Shakti: Women of Power
February 15, 2009
Last Sunday MIT Natya performed their annual show in Little Kresge, entitled Shakti: Women of Power. Natya is purely devoted to Bharatanatyam, a classical dance tradition originating from South India. The show utilized the art of dance to convey the stories of three women in Hindu mythology who have had notable impact on the status of women. Bharatanatyam is an extremely technical and challenging dance form that incorporates percussive foot movements, which often complement the rhythm of the drums in the accompanying music.
Luckily, Natya was able to secure two live musicians for the event, Suhas Rao on violin and Akshay Anantapadmanabhan on mridangam. Whereas a number of Bharatanatyam events are danced to tape or pre-recorded music, having the live musicians not only made for a more authentic stage setting, but also allowed audience members unfamiliar with the art form to see the connection between instrumentation and the precise dance steps.
The show opened with a beautiful instrumental selection, as all the members of Natya entered the stage in a choreographed formation. This gave the crowd a chance to see the performers before they began the dramatic segment of the show, and, most importantly. to get a taste for the colors of the costumes and a variety of rhythmic dance steps. This would have been an equally exciting routine to seasoned dance fans or newcomers.
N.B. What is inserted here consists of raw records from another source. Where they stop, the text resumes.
PR #481, opened 2018-08-01
Remove Fortran code

dtnguyen2:
# Release Note
Sherpa does not rely on any Fortran routines anymore, except those compiled in XSPEC. The existing Fortran code, which was used mainly in some of the optimization routines, has been replaced by equivalent C++ code. This means that `gfortran` is no longer required for building Sherpa, although a version of `libgfortran` compatible with the one used to link the XSPEC libraries would still be needed at runtime if the XSPEC extension is built.

# Notes
1) Had to changed on sherpa thead (lev3fft.py) test: changed src.fwhm from 0.0441858 to 0.044178 to get it to pass.
2) Enabled LevMar to return covariance matrix and changed output of fitted pars to include errors


dtnguyen2:
LevMar does not handle parameters limits/bounds as well as possible, ie it does not transform.  Having the code in C/C++ now should make transition easier for the implementer.

olaurino:
The code did not compile with certain compilers as the C++ methods were incorrectly called. I fixed that.

There were more residual usages of the fortran flags that prevented the build from happening, and I removed those too.

One potential issue with this PR is that it requires a new dependency, `autograd`, which does not have a conda package available. I added the dependency to the python code, which should hopefully make the travis tests work, but I wouldn't know today how to package the conda binaries for release, as autograd cannot be included as a dependency. There is a package in conda-forge, but up until now I have tried to stay away from conda-forge, as it seems to be more harm than good.

olaurino:
Unfortunately including `autograd` clashes with `numpy` 1.11, which we still use as a baseline version for some of the tests. I tried updating it to 1.12, let's see what happens.

olaurino:
I am also bumping the minimum version of matplotlib we test against to 2, as 1.5 was incompatible with numpy 1.12. At this point I am just trying to get the tests to pass, we'll need to figure out what to do with the dependencies and the tests.

dtnguyen2:
autograd is not needed (it was some left-over work which should have been rm from my work on autodiff).  I tried to push the changes but was unable to do cause I guess Omar had messed with it:

olaurino:
All right. I'll revert the changes I made, cancel all the tests on travis, and push again. Fingers crossed.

The first story of the evening focused on Kannagi, who represents justice. Played by Mathura Sridharan ’12, Kannagi is wedded to the handsome Kovalan, portrayed by Renuka Ramanathan ’10. The dramatization explains how Kannagi seeks justice for her innocent husband, who is wrongfully accused of stealing the Queen’s precious anklet.
The expert choreography combined a well-balanced mix of technical dancing and dramatic acting, as is customary in this dance style. While the actresses were strong, a live narrator gave necessary context to the story. The climax of the scene occurs during a beautiful yet macabre execution of Kovalan. Ramanathan’s exceptional expression and acting during this scene gave the audience pause, evoking a sense of urgency that was abruptly resolved as the executioners circling her took her down in one strike.
The next tale proved to be more accessible and less heavy than the previous. In this myth, Savitri (Anjali Thakkar ’12) uses her wit to trick Yama (Sridharan), the god of death. Savitri falls in love with Satyavan (Kavya Kamal Manyapu G), who is said to be near his death. Though she is advised against it by a wise man, the two are married and enjoy a happy life together. This scene was most humorous and endearing because of its representation of the forest in which the young couple celebrate: some dancers portrayed swaying trees, and others acted as playful monkeys.
Inevitably, Satyavan dies, but Savitri finds a way to outwit Yama. During this portion of the story, an incredible synergy between Thakkar and Sridharan made the scene impressive. Savitri relentlessly follows Yama, who grants her a boon for her determination. Eventually, Savitri asks for a son, which Yama agrees to — without realizing that she’d need her husband back in order to fulfill her wish. The audience laughed, showing reverence for Savitri’s intellect.
The third and final story brought a solemn feeling back to the stage. Here, Queen Draupadi (Ramanathan) is subject to public humiliation when her husband, Yudhistra (Mohini Jangi G), wagers her dignity on a game of dice. He does not know that his challengers, the Kauravas (his wily cousins), have fixed the dice game. This scene utilized the instrumental section most fluidly, as the drums and violins provided sound effects for the tense competition. Ramanthan once again proved to be an exceptional actress — as the Kauravas (played by Manyapu & Chandni Valiathan G) try to embarrass her and pull of her sari, she prays to Lord Krishna who lengthens her dress infinitely.
The crowd was moved by a stunning performance during each segment. Facial expressions, an integral element to Bharatanatyam, gave the characters exquisite life and excitement. Of the group, Sridharan, Ramanathan and Manyapu proved to be the most engaging. Sridharan even skillfully jumped back and forth between dancing and providing vocal accompaniment.
At times, technical difficulties and stage direction miscommunication caused a slight lag, but the girls were able to recover from these mistakes instantly. Due to the variety of skill levels in Natya, there were moments where large group choreography fell behind the beat and lacked the synchronicity that is so key in Bharatanatyam. This became more apparent as the live drummer at times compensated for the missed beats, or at other times tried to re-emphasize the beat to focus the footwork.
It is a shame, though, that Natya only performed this show once, because it does deserve to be seen by many more. Keep an eye out for more performances from Natya at this year’s SAAS Culture Show.